# House prices down again



## telecompro (Apr 4, 2013)

With the house prices going down as i keep reading reports for the past few weeks..what do you guys think this is indicating? Do you think it is a good time to buy or a crash is on its way. I personally do not think this will happen as the market is basically correcting itself and will do so for this whole year.

Would love hear everyone's view and where you stand in regards to renting or buying.


----------



## Nuzhat1980 (Mar 30, 2015)

Well I think the rental price is going up rather than going down contrary to the reports. No clue about the buying situation.


----------



## INFAMOUS (Apr 19, 2011)

It can drop all it wants, me personally will never buy here as there are many other places I would like to buy in first.


----------



## The Rascal (Aug 6, 2014)

They'll continue to drop until September, by all accounts no-one is buying here at the moment, that will continue over Ramadan, then the crazies will come along after the Summer Break (with more employment) and the cycle will continue.

I'm waiting for the market on Saadiyat to drop another 20% then I'll buy there.


----------



## dream_dubs (Apr 4, 2015)

One needs to study the Boom/Bust theory, and then decide in which phase Dubai property is in. We have Bubbles all over the place, from Berlin to Lisbon and back to Sydney. Simply try and recognize whether Dubai is going through a simple corrective process (-10%/-20% from peak) or whether this is the end of it! Try and also discover the true fundamental value of property prices in Dubai, taking out the "speculative" nature of the credit cycle... you'd be shocked at what per square foot price you'd come up with.


----------



## telecompro (Apr 4, 2013)

dream_dubs said:


> One needs to study the Boom/Bust theory, and then decide in which phase Dubai property is in. We have Bubbles all over the place, from Berlin to Lisbon and back to Sydney. Simply try and recognize whether Dubai is going through a simple corrective process (-10%/-20% from peak) or whether this is the end of it! Try and also discover the true fundamental value of property prices in Dubai, taking out the "speculative" nature of the credit cycle... you'd be shocked at what per square foot price you'd come up with.
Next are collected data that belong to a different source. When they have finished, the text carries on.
PR #165, opened 2022-10-12
Ace fit params with yaml

bernstei:
save ace fitting parameters for `ace_fit.jl` as a yaml, not a json, so integer dict keys will not be converted to strings.


wfl/fit/ace.py
```diff
@@ -132,14 +129,17 @@ def prepare_params(ACE_name, fitting_configs, ace_fit_params, run_dir='.', ref_p
...
 
-    if weight_from_sigma:
-        ace_fit_params["weights"] = {}
-        for at_i, at in enumerate(fitting_configs):
-            config_type = f"config_{at_i}"
-            at.info["config_type"] = config_type
-            ace_fit_params["weights"][config_type] = { "E": 1.0 / at.info.get("energy_sigma", 1.0),
-                                                       "F": 1.0 / at.info.get("force_sigma", 1.0),
-                                                       "V": 1.0 / at.info.get("virial_sigma", 1.0) }
+    from_sigma = ace_fit_params.get("weights", {}).get("from_sigma")
```
gelzinyte, line 132: Is this documented somewhere? I think it would be good to briefly mention?

gelzinyte: Maybe just in a docstring of this function?

gelzinyte:
Looks good I think. The only other thing to watch out for is the params entries that in Julia are of tuple-to-tuple type. But those are a bit rarer and we don't modify them in the workflow fitting script, so I think we can leave it for users to take care of. 

Just to mention, if these tuples are saved (from python or other to yaml) as strings (e.g. `{"(C, C)" : "(1.2, 4)"}`), these get automatically parsed appropriately ( to `Dict((C, C) => (1.2, 4))`) in `ACE1pack.fill_defaults()`, at least when read from yaml.

wfl/fit/ace.py
gelzinyte: Never mind - left a comment in the original PR.

bernstei:
@gelzinyte what do you think about merging this one, since it's clearly safer than using JSON, regardless of whether ACE actually gets automatic conversion of integer-as-string keys?

bernstei:
I guess since JSON didn't handle tuple keys it was already required that they be encoded as strings, right? We could fix that, too, and in my numpy-removing routine turn tuples into strings?

bernstei:
In the julia dict format, e.g. `Dict((C, C) => (1.2, 4))`, is it really supposed to be that, or actually `Dict(("C", "C") => (1.2, 4))` ?


If the latter (and julia accepts strings in single quotes) I can just do `if isinstance(item, tuple): return str(tuple)` (which would return a string containing `('C', 'C')`), but if the former, it'd have to be something like `return "(" + ", ".join([str(subitem) for subitem in item]) + ")"` so it returns `(C, C)`

gelzinyte:
yeah, can merge this. 

You're right, it's actually `Dict(("C", "C") => (1.2, 4))` in Julia. I think the problem was with serialising nested quotes, but julia also doesn't accept singly-quoted strings. I think let's not worry about this now...

bernstei:
It was easy enough to implement.  I guess I'll add a test.

bernstei:
OK, I got the tests fixed, and the right format for exporting tuples so that julia will read them correctly. I'm ready to merge, unless you have any other concerns.

Issue #149, opened 2022-09-16
traj_select_during_func in wfl/generate/md/__init__.py not working as expected


simonwengert:
When running an md via the `sample()` function in combination with using the `traj_select_during_func` option, the last image of an MD does not have to pass the `traj_select_during_func` function. Thus, for instance with a selection-function that will not less any atom pass, the `sample()` function will still return atoms-objects. Tested for instance with the following function
```
def traj_select_during_func(atoms):
    return False
```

So true - would be great someone experienced in the field can shed some light here


----------



## The Rascal (Aug 6, 2014)

telecompro said:


> So true - would be great someone experienced in the field can shed some light here


Gut feel and intuition, very few people predicted the last crash even though all the signs were there.
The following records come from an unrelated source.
Issue #168, opened 2022-10-18
Online documentation does not display `docs/source/wfl.generate.md.rst`


simonwengert:
When generating the html *circular toctree references* are detected. I suspect the *.md extension causes some confusion here.

bernstei:
Yes - I opened this https://github.com/sphinx-doc/sphinx/issues/10914

I don't see any way to fix this without renaming our md module or changing sphinx internals.

gelzinyte:
I think this is fixed now?

bernstei:
Yes, closing now.  If #169's description had the line `closes #168` it would have happened automatically.

PR #169, opened 2022-10-18
fix circular toctree references (probably caused by confusion from *.md extension)

simonwengert:
Fixes  Issue #168


bernstei:
I have an idea  - those file are semi-automatically generated by `sphinx-apidoc -o source ../wfl`. It _is_ possible to deal with this semi-automatically (unlike what I wrote in the issue comments) by making this command in the docs `Makefile`, and adding `mv`/`sed` commands to rename the file and its reference. 

@simonwengert would you be able to do that, or should I close this PR and open a different one for my semi-automatic solution?

simonwengert:
You meant something like that (see PR)?

bernstei:
> You meant something like that (see PR)?

That's the right `sed`, command but right now it's modifying a github committed file.  I meant that all the files generated by the `sphix-apidoc` command need to be removed from the repo and instead generated dynamically by the `docs/Makefile` rule before the `sed`.

bernstei:
replaced by #176

PR #177, opened 2022-10-25
Better handling of remote job failure

### LINKED ISSUE #61: better handling of (multiple) failed DFT calculations in a big list of jobs
Right now if a DFT job fails, recovering is ugly.  Running the operation again will note the failure during the result gather stage, but it will (by default at least) exit immediately.  It will therefore not notice any other failures, and even if that failure is cleaned up manually, rerunning the workflow will resubmit that job, then get to the gather stage, and will be waiting for that job to finish before it even notices the later failures.

It would be better if the pipeline multiple remote jobs just kept track of all the failures, and reported all of them at the end of the loop.  The only downside is that it will not be able to raise the same exception (necessarily), because different failures might have occurred due to different exceptions.

bernstei:
Replace `RemoteInfo.skip_failures` with `RemoteInfo.ignore_failed_jobs`, and add `RemoteInfo.resubmit_killed_jobs`.  Fix remote job tests, and add tests for various job-failure handling behaviors.

closes #61


bernstei:
The failed tests appear to be an intermittent randomly returned error status 143 from the python process doing the remote run for `tests/test_remote_run.py::test_resubmit_killed_jobs`.  I'm looking into what's causing them.

bernstei:
> The failed tests appear to be an intermittent randomly returned error status 143 from the python process doing the remote run for `tests/test_remote_run.py::test_resubmit_killed_jobs`. I'm looking into what's causing them.

These are currently too intermittent to debug, but perhaps the additional stdout/stderr messages from ExPyRe (https://github.com/libAtoms/ExPyRe/pull/26 and https://github.com/libAtoms/ExPyRe/pull/27) will help next time they show up.

It does, however, bring up a separate question. Right now the only circumstance under which a remote job will be restarted (if you set `restart_killed_jobs`) is if it gets a `ExPyReJobDiedError`, which only happens when it stops running before it's written either a success or error status file. This normally happens when the queuing system kills it because it ran out of time, but maybe also if it runs out of memory. Do we instead want to (always, or controlled by a flag) restart any remote job that got an exception? I can imagine, for example, that the out-of-memory (OOM) killer would send a signal to the python process, which would result in a `RuntimeError`, I think.  That wouldn't get restarted automatically, even though you could try to fix it by increasing the number of nodes or requesting more nodes per job.  Or do we want for evidence that this happens in practice before we make the interface more complex?

gelzinyte:
I would be up for adding this once we run into such problems

gelzinyte:
The code looks good to me. I'll try running jobs from this branch over next week. So can keep this open meanwhile or merge now and fix with new PRs if any bugs come up.

bernstei:
> The code looks good to me. I'll try running jobs from this branch over next week. So can keep this open meanwhile or merge now and fix with new PRs if any bugs come up.

I'll wait for another week, since I don't think anyone urgently needs it in main, and it'll be cleaner if there are any bugs to fix them in this PR.

bernstei:
See also #180

bernstei:
@gelzinyte any progress testing this branch?

bernstei:
I've been using it happily, so I'm going to merge, and if someone has an issue, we can reopen or open a new one.

PR #179, opened 2022-10-27
for generation via buildcell, let prep stage return a string and only optionally write to file

simonwengert:
see Issue #53

### DIFF
--- a/wfl/generate/buildcell.py
+++ b/wfl/generate/buildcell.py
@@ -16,6 +16,47 @@ from wfl.utils.round_sig_figs import round_sig_figs
 # and bond len as values
 def create_input(z, vol_per_atom, bond_lengths, composition=None, RSS_min_vol_factor=0.5,
                  vol_range=(0.95, 1.05), min_sep_factor=0.9, symmops='1-8', natom=(6, 24), odd=None, verbose=False):
+    """
+    Create an input string suitable for a random structure search (RSS) via AIRSS' `buildcell`.
+
+    Parameters
+    ----------
+    z: int / list(int)
+        Atomic number(s) to be present in the system.
+    vol_per_atom: float / list(float)
+        Volume to be reserved per atom in the system
+        (thus, affects overall unit cell volume/system density).
+    bond_lengths: float / list(float)
+        Defines the separation between atoms.
+    composition: list(int), default None
+        Defines the stoichiometric ratio between species,
+        in case multiple species are present (i.e. `z` is a list)
+    RSS_min_vol_factor: float, default 0.5
+        Together with `vol_per_atom` defines the minimum volume
+        to be reserved per atom.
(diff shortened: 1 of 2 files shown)


bernstei:
I'd actually suggest getting rid of the filename, and let whatever calls it write the string to a file if they want. That's been on my list of things to do for the refactors gap-rss anyway.

bernstei:
Change looks good, but now I see that there's no docstring.  As long as this is in your repo I can't write one, so you'll have to, or we could create a branch in the local repo that's cloned from yours.

simonwengert:
Right, also noted that. I added a doc-string now.

wfl/generate/buildcell.py
```diff
@@ -16,6 +16,47 @@
 # and bond len as values
 def create_input(z, vol_per_atom, bond_lengths, composition=None, RSS_min_vol_factor=0.5,
                  vol_range=(0.95, 1.05), min_sep_factor=0.9, symmops='1-8', natom=(6, 24), odd=None, verbose=False):
+    """
+    Create an input string suitable for a random structure search (RSS) via AIRSS' `buildcell`.
```
bernstei, line 20: sphinx-apidoc works better with two backquotes, so \`\`buildcell\`\`

wfl/generate/buildcell.py
```diff
@@ -16,6 +16,47 @@
...
+        between atoms.
+    symmops: str, default '1-8'
+        Build structures have a specified number of symmetry operations.
+        For crystals, the allowed values are (1,2,3,4,6,8,12,16,24,48).
+        For clusters (indicated with #CLUSTER), the allowed values are
+        (1,2,3,5,4,6,7,8,9,10,11,12,24). Ranges are allowed (see default).
+    natom: tupe(2), default (6, 24)
+        Defines the range of total numbers of atoms to be present
+        in build structures.
+    odd: str, default None
```
bernstei, line 50: There's also an `"also"` value.  I suggest
```
odd: str, default None
    control odd/even numbers of atoms in cell. Use ``"only"`` to only produce cells with 
    odd numbers of atoms, ``"also"`` to produce both odd and even, and ``None`` for even only.
```

bernstei:
Thanks @simonwengert .  Looks good, except for some tiny wording changes (see in-code comments above).  It'd be nice to have a test, I guess added to `tests/test_buildcell.py`.  If you feel like doing that, great, if not, we should open an issue.

bernstei:
Looks good now.  Just let me know if I should merge now, or if you're working on a test.

simonwengert:
@bernstei I'm writing on a test. Actually, I've just finished writing it and will push it now.

bernstei:
Fancy.  Yes, that looks good.  @simonwengert if you think it's ready, I'll merge.  If you think it needs another look, let me know.

simonwengert:
I would think it's ready to be merged

PR #184, opened 2022-11-07
simple changes that are needed (or just suggested by) examples in methods paper

bernstei:
As I am writing the examples in the methods paper, some obvious (often nearly trivial) changes suggest themselves to me.  These will be pushed in this PR.
 - support arbitrary kwargs for `ase.io.read` and `write` via new arguments `ConfigSet(..., read_kwargs)` and `OutputSpec(..., write_kwargs)`
 - add `wfl.map` that applies an arbitrary function in an `autoparallelize`-decorated loop
 - support for passing `AutoparaInfo` as a dict of constructor kwargs (like already supported for `RemoteInfo` and `Resources`), to reduce the number of `import`s necessary.
 - parse `WFL_EXPYRE_INFO` with `yaml.safe_load` rather than `json.load`


gelzinyte:
I think this looks good - should we merge?

Issue #143, opened 2022-08-30
Script examples that can be tested and automatically made into documentation


gelzinyte:
FInd a python equivalent of [Julia's Literate Package](https://juliapackages.com/p/literate) which would test an annotated python example script and also turn into an html-able documentation page. This way we'd be able to make sure that all our examples are up to date.

PR #185, opened 2022-11-11
Doc example dimer structures

simonwengert:
Addresses one of the tasks defined in Issue #143.


bernstei:
What do you think about moving the `assert` that's required for `pytest` to a separate code block, so as not to distract from the main example?  The automated `pytest` will have to run both, but in general I think it should run all code blocks, since some complex examples may want to break up the text that way.

simonwengert:
It's even possible to then hide this assert-codeblock completely by adding `"nbsphinx": "hidden",` to the meta data in the ipynb. In this way we can display our examples as we had before and can still use the assert-codeblocks for our pytests.

bernstei:
Could you hide the test `assert` cell in the buildcell example/test as well?

bernstei:
> I open the ipynb file via `vim` and added that line manually.

Do we need that documented someplace?  Is there a "guide to making examples", or if not, should there be one?

PR #190, opened 2022-11-22
Support for MOPAC semi-empirical FileIO calculator

gelzinyte:


bernstei:
Looks like it's failing with a `PropertyNotImplementedError` - is the ASE version that's getting installed new enough to include the bugfix that's mentioned in the MOPAC test?

gelzinyte:
> Generally looks good by eye, although I haven't looked at the failing tests. Do we want to add call to the cleanup code to the other file-io calculator wrappers?

I have moved the cleanup to wfl's FileIOCalculator so that other calculators have access to it. 

>  Looks like it's failing with a PropertyNotImplementedError - is the ASE version that's getting installed new enough to include the bugfix that's mentioned in the MOPAC test?

That's right, the pip-installed ASE doesn't have the bug fixed it seems. I can disable these tests for older ASE versions or install from gitlab for the github tests?

bernstei:
> I have moved the cleanup to wfl's FileIOCalculator so that other calculators have access to it.

That makes sense.  I'm asking whether we should add it to those other calculators as part of this PR?

> That's right, the pip-installed ASE doesn't have the bug fixed it seems. I can disable these tests for older ASE versions or install from gitlab for the github tests?

Hmmm.  I think we might as well test on the latest github (not sure which branch - `main`?  Is there a `devel`?). Most people will probably use the pypi version of ASE, but that can get pretty far behind with their tagged release schedule, and I don't recall there being anything in the main branch that didn't eventually make it into the release, so the worst case is that someone will download `wfl` expecting it to work with pypi ASE as is, but really it won't be ready until the next ASE release.

bernstei:
> So what do you mean by "add it to those other calculators"?

Go back to all the previously wrapped calculators and have them all call this cleanup routine.

> Ok, I will change github tests to use `main` of gitlab repo. `main` already has these fixes (and that's what I have been using anyway).

Sounds good.

gelzinyte:
This is a user-called function to clean up the directory `workdir_root` (if empty) in which all the individual calculation directories are stored. The individual directories get cleaned already. But the `workdir_root` cannot get removed automatically after each calculation because it might be about to be used by a parallel process.

bernstei:
Are we ready to merge?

I wouldn't trust a so called "Real Estate Expert" (An oxymoron if ever I've heard one) with anything, they tell you what they _*think *_you want to hear and massage it in with their personal agenda.


----------



## TallyHo (Aug 21, 2011)

Plenty of us were predicting the last crash before it happened, but no one imagined the severity of it. For a long time there was also talk that prices would drop a bit then stabilize, as Dubai was "oh so different" but as we know that wasn't the case.

Spoke to someone who manages the property accounts for Dubizzle and he predicts a 30-40% fall this year based on the listing patterns he's seeing. But that's just him (and a friend of an anonymous internet source via me!).
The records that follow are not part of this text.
PR #321, opened 2024-07-03
Quantum espresso wrapper for new ASE version

jungsdao:
Some modifications on QE wfl wrapper and slight modification on minima hopping as it doesn't save energy and force etc in info/arrays.

### DIFF
--- a/tests/calculators/test_qe.py
+++ b/tests/calculators/test_qe.py
@@ -11,6 +11,7 @@ import numpy as np
 import requests
 from ase import Atoms
 from ase.build import bulk
+from ase.calculators.espresso import EspressoProfile
 from pytest import approx, fixture, raises, skip
 
 # from wfl.calculators.espresso import evaluate_autopara_wrappable, qe_kpoints_and_kwargs
@@ -61,14 +62,16 @@ def test_qe_kpoints(tmp_path, qe_cmd_and_pseudo):
 
     qe_cmd, pspot = qe_cmd_and_pseudo
 
+    print("hi : ", qe_cmd, os.path.dirname(pspot))
     kw = dict(
         pseudopotentials=dict(Si=os.path.basename(pspot)),
         input_data={"SYSTEM": {"ecutwfc": 40, "input_dft": "LDA",}},
         kpts=(2, 3, 4),
         conv_thr=0.0001,
-        calculator_exec=qe_cmd,
+#        calculator_exec=qe_cmd,
         pseudo_dir=os.path.dirname(pspot),
-        workdir=tmp_path
+        workdir=tmp_path,
+		profile=EspressoProfile(qe_cmd, os.path.dirname(pspot))
     ) 
 
     # PBC = TTT
@@ -169,9 +172,10 @@ def test_qe_calculation(tmp_path, qe_cmd_and_pseudo):
         input_data={"SYSTEM": {"ecutwfc": 40, "input_dft": "LDA",}},
         kpts=(2, 2, 2),
         conv_thr=0.0001,
-        calculator_exec=qe_cmd,
+#        calculator_exec=qe_cmd,
         pseudo_dir=os.path.dirname(pspot),
-        workdir=tmp_path
+        workdir=tmp_path,
+        profile=EspressoProfile(qe_cmd, os.path.dirname(pspot))
     ) 
 
     calc = (wfl.calculators.espresso.Espresso, [], kw)
@@ -225,8 +229,9 @@ def test_wfl_Espresso_calc(tmp_path, qe_cmd_and_pseudo):
         input_data={"SYSTEM": {"ecutwfc": 40, "input_dft": "LDA",}},
         kpts=(2, 2, 2),
         conv_thr=0.0001,
-        calculator_exec=qe_cmd,
-        pseudo_dir=os.path.dirname(pspot)
+#        calculator_exec=qe_cmd,
+        pseudo_dir=os.path.dirname(pspot),
+		profile=EspressoProfile(qe_cmd, os.path.dirname(pspot))
     ) 
 
     calc = wfl.calculators.espresso.Espresso(
@@ -249,9 +254,10 @@ def test_wfl_Espresso_calc_via_generic(tmp_path, qe_cmd_and_pseudo):
         input_data={"SYSTEM": {"ecutwfc": 40, "input_dft": "LDA",}},
         kpts=(2, 2, 2),
         conv_thr=0.0001,
-        calculator_exec=qe_cmd,
+#        calculator_exec=qe_cmd,
         pseudo_dir=os.path.dirname(pspot),
-        workdir=tmp_path
+        workdir=tmp_path,
+		profile=EspressoProfile(qe_cmd, os.path.dirname(pspot))
     ) 
 
     calc = (wfl.calculators.espresso.Espresso, [], kw)
--- a/tests/calculators/test_qe.py
+++ b/tests/calculators/test_qe.py
@@ -5,6 +5,7 @@ import os
 from shutil import which, copy as shutil_copy
 from pathlib import Path
 import pytest
+from packaging.version import Version
 
 import ase.io
 import numpy as np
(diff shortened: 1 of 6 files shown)


wfl/calculators/espresso.py
```diff
@@ -59,57 +51,11 @@ class Espresso(WFLFileIOCalculator, ASE_Espresso):
...
-
-            if calculator_exec is not None:
-                if "command" in kwargs_command:
-                    raise ValueError("Cannot specify both command and calc_exec")
-
-                kwargs_command["command"] = f"{calculator_exec} -in PREFIX.pwi > PREFIX.pwo"
-
-            # command or env var must be set
-            assert "command" in kwargs_command or "ASE_ESPRESSO_CALCULATOR" in os.environ
+        assert "profile" in kwargs_command
```
bernstei, line 58: Please don't require the new version.  Just let the user pass whatever arguments they want, and if it's compatible with their ASE version, it'll work, if not, not.

wfl/calculators/espresso.py
```diff
@@ -140,9 +86,9 @@ def calculate(self, atoms=None, properties=_default_properties, system_changes=a
             calculation_succeeded = True
             if 'DFT_FAILED_ESPRESSO' in atoms.info:
                 del atoms.info['DFT_FAILED_ESPRESSO']
-            if "__calculator_output_prefix" in atoms.info:
-                save_calc_results(atoms, prefix=atoms.info["__calculator_output_prefix"], properties=properties)
-                atoms.info["__calculator_results_saved"] = True
+            if "_output_prefix" in atoms.info:
```
bernstei, line 89: Please undo this change.  If the `espresso` calculator modifies the configurations and breaks the ASE caching (the way the Vasp calculator does), you do need to save the results, but you need to use the property that's set by  `calculator.generic`, which is the previous version of this bit of code, i.e. `__calculator_output_prefix`. 

I actually suspect that this calculator doesn't modify the configurations, in which case the ASE caching should work, and you don't need to save the results explicitly here at all, but maybe this PR isn't the right place to make that change.

bernstei:
The tests are failing because `profile` is used in the tests but it is undefined. @gelzinyte can you take a look and do something analogous to what you did for aims? I don't exactly understand the whole new `Profile` business, and how you're calling Aims without passing `AimsProfile` object. Or do you want to closet this one and do it from scratch for espresso separately?

jungsdao:
In my local machine, profile is defined by ase_config file. I don't know how this config file should be defined for pytest.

My personal view: prime properties in prime areas are holding up, secondary properties will fall more quickly. 



The Rascal said:


> Gut feel and intuition, very few people predicted the last crash even though all the signs were there.
> 
> I wouldn't trust a so called "Real Estate Expert" (An oxymoron if ever I've heard one) with anything, they tell you what they _*think *_you want to hear and massage it in with their personal agenda.


----------



## twowheelsgood (Feb 21, 2013)

What is likely to be different is that last time it was pretty much 100% hype that was keeping the market up.

In this case, there's a lot of properties coming available and supply will greatly exceed demand, even if the Russians were to start buying entire neighbourhoods or blocks again.


----------



## telecompro (Apr 4, 2013)

TallyHo said:


> Plenty of us were predicting the last crash before it happened, but no one imagined the severity of it. For a long time there was also talk that prices would drop a bit then stabilize, as Dubai was "oh so different" but as we know that wasn't the case.
> 
> Spoke to someone who manages the property accounts for Dubizzle and he predicts a 30-40% fall this year based on the listing patterns he's seeing. But that's just him (and a friend of an anonymous internet source via me!).
> 
> My personal view: prime properties in prime areas are holding up, secondary properties will fall more quickly.


I agree and that makes total sense but 30-40% is quite high drop dont you think? I believe if you plan to buy, its best to buy in developing new areas (such as JVC, Sports city etc ) and not well developed since from an investment perspective, its hard to make money when you try to sell few years down the line.

Again who knows ..its an open and tough question :confused2:


----------



## Fat Bhoy Tim (Feb 28, 2013)

TallyHo said:


> Plenty of us were predicting the last crash before it happened, but no one imagined the severity of it. For a long time there was also talk that prices would drop a bit then stabilize, as *Dubai was "oh so different"* but as we know that wasn't the case.
> 
> Spoke to someone who manages the property accounts for Dubizzle and he predicts a 30-40% fall this year based on the listing patterns he's seeing. But that's just him (and a friend of an anonymous internet source via me!).
> 
> My personal view: prime properties in prime areas are holding up, secondary properties will fall more quickly.


Always laughed at that ****.


----------



## Mr Rossi (May 16, 2009)

If you plan to buy a house and live in it for the next 15-20 years, offsetting all rent for that period. Then buying in Dubai is perhaps a good idea.

If you're from an unstable country with a political situation worse than the UAE and want to get your money out, then buying in Dubai is a good idea.

If you think, rent is dead money and want somewhere to live for 3-5 years, before selling that property on for a nice bit of profit. Then you're up against many chaotic elements that simply can't be analyzed or speculated on, the way you can in other countries.


----------